Collection entries:
= Beginning of Section =

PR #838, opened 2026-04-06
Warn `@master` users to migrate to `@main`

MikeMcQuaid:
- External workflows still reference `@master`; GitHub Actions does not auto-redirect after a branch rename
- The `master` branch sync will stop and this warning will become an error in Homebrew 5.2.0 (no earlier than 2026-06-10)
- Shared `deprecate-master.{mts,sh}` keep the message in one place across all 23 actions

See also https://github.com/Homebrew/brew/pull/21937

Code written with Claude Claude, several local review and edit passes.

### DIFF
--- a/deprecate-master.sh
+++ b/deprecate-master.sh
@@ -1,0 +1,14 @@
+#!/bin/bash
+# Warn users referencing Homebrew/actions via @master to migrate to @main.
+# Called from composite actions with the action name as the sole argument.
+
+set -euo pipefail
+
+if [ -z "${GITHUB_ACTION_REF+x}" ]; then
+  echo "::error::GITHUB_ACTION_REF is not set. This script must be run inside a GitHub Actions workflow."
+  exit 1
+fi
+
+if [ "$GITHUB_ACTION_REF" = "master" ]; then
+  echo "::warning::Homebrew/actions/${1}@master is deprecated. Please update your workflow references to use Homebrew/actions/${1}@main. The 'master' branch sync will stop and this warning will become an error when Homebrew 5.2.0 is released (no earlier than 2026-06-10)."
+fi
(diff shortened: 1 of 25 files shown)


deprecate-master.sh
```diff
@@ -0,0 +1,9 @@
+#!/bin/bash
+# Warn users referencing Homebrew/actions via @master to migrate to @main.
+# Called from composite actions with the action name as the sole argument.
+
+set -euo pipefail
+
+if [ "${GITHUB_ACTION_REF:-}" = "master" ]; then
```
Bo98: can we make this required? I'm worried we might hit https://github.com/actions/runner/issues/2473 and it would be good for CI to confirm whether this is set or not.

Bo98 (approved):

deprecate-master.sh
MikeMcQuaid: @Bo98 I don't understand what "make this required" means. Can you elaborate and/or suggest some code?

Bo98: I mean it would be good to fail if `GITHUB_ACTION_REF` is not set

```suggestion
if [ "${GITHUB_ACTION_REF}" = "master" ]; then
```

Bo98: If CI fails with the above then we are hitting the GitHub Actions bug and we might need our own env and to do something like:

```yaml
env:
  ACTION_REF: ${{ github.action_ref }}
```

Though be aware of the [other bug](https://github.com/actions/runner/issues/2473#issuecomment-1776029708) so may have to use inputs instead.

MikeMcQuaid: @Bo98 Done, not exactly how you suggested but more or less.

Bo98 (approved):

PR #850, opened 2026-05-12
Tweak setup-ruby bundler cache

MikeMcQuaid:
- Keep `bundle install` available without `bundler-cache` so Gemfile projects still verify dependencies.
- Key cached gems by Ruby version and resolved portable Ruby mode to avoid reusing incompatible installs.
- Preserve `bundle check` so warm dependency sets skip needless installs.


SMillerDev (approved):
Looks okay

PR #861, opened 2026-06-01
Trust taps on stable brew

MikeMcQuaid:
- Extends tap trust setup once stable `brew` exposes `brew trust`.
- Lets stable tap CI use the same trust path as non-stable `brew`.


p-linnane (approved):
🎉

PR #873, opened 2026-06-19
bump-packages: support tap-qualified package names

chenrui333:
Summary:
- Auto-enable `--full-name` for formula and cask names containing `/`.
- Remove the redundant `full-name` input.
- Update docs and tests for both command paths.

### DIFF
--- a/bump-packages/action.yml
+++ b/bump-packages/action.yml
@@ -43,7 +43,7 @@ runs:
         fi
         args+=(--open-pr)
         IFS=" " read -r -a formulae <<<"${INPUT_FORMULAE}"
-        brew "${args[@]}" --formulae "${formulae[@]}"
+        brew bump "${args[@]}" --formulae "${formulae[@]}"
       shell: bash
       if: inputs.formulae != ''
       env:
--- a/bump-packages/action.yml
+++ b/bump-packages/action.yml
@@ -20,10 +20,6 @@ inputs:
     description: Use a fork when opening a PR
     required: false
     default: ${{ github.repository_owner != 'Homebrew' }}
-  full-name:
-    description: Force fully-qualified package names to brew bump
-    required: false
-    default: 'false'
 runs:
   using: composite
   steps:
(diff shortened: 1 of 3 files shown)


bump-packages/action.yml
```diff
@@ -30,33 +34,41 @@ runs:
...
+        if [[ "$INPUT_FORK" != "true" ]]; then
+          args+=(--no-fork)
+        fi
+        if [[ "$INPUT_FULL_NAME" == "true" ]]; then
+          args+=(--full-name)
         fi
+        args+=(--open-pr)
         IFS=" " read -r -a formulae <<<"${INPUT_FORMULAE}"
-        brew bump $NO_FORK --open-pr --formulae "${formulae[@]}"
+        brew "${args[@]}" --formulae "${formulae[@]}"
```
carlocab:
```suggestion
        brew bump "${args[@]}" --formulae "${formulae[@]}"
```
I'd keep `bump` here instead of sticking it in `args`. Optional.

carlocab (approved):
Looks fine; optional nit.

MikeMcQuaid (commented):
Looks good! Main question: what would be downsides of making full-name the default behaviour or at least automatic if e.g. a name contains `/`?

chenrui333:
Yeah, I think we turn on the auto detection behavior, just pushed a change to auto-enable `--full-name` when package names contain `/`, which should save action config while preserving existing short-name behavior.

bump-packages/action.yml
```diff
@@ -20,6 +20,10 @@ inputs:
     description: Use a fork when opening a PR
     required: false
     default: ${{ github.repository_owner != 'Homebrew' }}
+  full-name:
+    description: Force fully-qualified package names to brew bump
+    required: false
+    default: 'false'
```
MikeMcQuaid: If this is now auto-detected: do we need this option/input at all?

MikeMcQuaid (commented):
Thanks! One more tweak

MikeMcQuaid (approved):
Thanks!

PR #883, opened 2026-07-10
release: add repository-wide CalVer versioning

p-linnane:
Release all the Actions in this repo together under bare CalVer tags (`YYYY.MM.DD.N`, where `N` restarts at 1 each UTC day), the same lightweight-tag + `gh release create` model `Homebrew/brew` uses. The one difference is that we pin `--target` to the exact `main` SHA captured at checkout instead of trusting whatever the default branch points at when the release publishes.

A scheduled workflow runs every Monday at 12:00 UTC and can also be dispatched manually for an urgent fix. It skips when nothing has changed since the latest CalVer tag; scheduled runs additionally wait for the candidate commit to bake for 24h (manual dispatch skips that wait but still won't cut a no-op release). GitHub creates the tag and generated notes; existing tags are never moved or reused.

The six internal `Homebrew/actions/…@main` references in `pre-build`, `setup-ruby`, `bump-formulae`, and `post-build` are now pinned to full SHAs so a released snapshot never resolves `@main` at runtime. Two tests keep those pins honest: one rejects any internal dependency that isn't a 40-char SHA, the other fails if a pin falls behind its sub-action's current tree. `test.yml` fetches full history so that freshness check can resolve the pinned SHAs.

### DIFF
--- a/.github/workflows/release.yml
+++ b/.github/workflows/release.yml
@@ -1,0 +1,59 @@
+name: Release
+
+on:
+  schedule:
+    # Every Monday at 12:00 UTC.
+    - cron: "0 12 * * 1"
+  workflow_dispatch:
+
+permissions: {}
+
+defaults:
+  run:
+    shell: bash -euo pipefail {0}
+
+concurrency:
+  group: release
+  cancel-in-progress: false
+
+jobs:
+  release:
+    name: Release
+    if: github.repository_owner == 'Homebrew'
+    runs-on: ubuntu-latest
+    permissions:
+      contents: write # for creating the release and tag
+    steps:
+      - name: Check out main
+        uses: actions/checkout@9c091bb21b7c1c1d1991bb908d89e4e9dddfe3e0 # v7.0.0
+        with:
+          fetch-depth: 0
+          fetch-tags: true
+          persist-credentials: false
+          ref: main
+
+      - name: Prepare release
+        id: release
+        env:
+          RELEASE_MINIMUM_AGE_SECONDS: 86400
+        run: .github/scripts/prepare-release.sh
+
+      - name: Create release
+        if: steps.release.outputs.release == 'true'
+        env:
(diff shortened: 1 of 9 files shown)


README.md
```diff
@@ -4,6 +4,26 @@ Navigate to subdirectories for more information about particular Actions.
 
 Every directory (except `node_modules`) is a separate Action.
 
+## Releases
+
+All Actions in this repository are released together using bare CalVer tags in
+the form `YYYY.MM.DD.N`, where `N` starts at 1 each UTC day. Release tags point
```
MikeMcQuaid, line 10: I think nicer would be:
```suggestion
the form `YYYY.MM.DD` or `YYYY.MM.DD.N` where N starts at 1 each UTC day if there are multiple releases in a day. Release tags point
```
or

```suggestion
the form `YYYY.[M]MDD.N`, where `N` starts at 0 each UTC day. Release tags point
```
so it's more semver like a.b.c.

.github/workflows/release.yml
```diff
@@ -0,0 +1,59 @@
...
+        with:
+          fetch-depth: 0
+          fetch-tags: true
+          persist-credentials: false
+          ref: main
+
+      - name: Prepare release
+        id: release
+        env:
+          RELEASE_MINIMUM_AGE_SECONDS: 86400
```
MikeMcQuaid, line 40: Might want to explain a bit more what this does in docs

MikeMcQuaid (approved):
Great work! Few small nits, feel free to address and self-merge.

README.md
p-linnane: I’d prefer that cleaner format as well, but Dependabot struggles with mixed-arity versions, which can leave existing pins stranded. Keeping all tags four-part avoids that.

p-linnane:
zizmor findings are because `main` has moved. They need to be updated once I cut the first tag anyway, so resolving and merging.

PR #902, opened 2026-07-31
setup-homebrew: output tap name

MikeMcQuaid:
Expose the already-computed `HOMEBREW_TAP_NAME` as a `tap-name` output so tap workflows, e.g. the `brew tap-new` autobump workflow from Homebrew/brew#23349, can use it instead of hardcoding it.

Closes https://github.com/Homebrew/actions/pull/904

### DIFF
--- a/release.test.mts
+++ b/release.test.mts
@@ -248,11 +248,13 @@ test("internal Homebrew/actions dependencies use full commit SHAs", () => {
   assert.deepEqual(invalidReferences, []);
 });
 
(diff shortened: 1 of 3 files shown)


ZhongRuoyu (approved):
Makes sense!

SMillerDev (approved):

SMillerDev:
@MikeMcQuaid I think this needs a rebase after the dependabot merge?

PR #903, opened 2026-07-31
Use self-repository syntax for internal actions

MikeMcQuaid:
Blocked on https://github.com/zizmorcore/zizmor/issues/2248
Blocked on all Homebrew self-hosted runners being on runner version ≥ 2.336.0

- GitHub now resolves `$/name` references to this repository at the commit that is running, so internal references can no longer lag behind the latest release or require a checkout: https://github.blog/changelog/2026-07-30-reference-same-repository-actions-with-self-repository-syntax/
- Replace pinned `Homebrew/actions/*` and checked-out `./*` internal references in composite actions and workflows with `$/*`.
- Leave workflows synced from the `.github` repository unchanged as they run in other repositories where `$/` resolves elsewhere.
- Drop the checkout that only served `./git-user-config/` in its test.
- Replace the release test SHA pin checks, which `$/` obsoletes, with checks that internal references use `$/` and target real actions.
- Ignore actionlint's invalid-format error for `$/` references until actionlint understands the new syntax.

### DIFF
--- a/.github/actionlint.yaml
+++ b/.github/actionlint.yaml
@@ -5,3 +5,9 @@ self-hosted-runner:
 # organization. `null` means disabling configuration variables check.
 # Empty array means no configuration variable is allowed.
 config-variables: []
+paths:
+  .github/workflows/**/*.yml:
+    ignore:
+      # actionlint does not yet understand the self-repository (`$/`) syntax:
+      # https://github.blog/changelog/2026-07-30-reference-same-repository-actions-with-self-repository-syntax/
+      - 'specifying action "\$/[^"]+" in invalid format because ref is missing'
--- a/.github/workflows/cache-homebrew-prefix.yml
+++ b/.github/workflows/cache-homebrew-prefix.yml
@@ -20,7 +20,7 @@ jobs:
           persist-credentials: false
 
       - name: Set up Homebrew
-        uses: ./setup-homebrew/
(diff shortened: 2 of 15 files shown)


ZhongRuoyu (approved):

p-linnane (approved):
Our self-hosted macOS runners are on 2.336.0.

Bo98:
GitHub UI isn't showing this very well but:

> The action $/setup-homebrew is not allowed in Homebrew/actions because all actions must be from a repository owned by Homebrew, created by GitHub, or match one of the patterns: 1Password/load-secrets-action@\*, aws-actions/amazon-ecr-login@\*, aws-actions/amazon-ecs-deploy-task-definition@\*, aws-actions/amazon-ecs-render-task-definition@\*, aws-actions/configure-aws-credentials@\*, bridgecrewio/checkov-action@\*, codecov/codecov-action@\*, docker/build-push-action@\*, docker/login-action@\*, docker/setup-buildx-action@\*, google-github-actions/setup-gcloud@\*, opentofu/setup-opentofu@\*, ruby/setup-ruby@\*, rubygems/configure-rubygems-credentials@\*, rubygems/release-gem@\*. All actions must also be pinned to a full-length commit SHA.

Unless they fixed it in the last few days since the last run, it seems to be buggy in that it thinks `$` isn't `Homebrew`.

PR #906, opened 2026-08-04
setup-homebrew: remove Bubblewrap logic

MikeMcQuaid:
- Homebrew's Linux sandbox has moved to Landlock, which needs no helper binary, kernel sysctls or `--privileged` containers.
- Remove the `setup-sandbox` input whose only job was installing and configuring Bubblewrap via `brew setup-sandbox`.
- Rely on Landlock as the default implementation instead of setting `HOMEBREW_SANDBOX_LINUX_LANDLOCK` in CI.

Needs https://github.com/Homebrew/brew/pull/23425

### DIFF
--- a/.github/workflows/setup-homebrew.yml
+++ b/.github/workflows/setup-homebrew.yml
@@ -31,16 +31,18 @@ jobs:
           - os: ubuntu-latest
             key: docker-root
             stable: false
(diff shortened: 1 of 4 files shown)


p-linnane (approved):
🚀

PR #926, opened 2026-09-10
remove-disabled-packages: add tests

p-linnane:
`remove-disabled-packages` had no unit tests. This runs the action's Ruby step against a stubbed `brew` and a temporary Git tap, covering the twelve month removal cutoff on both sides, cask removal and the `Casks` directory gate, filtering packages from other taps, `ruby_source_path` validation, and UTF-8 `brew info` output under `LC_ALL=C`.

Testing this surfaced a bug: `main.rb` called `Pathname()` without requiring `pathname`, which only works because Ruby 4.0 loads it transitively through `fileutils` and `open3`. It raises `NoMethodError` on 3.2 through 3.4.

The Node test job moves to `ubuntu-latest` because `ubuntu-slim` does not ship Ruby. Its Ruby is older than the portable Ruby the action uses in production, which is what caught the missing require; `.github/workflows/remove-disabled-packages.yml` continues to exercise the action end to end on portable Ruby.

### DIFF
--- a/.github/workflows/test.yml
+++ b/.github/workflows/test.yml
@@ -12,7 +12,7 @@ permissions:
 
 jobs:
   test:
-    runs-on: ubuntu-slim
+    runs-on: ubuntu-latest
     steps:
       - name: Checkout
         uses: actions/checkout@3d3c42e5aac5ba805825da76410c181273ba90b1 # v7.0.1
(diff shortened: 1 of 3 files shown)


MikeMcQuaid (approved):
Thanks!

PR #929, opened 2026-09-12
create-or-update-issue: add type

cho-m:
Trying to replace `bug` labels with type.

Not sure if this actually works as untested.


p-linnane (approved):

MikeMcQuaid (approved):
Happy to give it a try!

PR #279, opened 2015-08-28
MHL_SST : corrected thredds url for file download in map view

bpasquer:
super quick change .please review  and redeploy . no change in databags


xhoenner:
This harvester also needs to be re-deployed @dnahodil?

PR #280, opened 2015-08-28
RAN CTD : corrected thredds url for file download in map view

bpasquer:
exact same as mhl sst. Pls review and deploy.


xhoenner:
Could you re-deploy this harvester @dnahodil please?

= End of Section =

** WHAT THE TASK REQUIRES **
Check every line of the data above for the string "also", and copy those that have it.

** ANSWER SPACE **
See also https://github.com/Homebrew/brew/pull/21937
A scheduled workflow runs every Monday at 12:00 UTC and can also be dispatched manually for an urgent fix. It skips when nothing has changed since the latest CalVer tag; scheduled runs additionally wait for the candidate commit to bake for 24h (manual dispatch skips that wait but still won't cut a no-op release). GitHub creates the tag and generated notes; existing tags are never moved or reused.
> The action $/setup-homebrew is not allowed in Homebrew/actions because all actions must be from a repository owned by Homebrew, created by GitHub, or match one of the patterns: 1Password/load-secrets-action@\*, aws-actions/amazon-ecr-login@\*, aws-actions/amazon-ecs-deploy-task-definition@\*, aws-actions/amazon-ecs-render-task-definition@\*, aws-actions/configure-aws-credentials@\*, bridgecrewio/checkov-action@\*, codecov/codecov-action@\*, docker/build-push-action@\*, docker/login-action@\*, docker/setup-buildx-action@\*, google-github-actions/setup-gcloud@\*, opentofu/setup-opentofu@\*, ruby/setup-ruby@\*, rubygems/configure-rubygems-credentials@\*, rubygems/release-gem@\*. All actions must also be pinned to a full-length commit SHA.
This harvester also needs to be re-deployed @dnahodil?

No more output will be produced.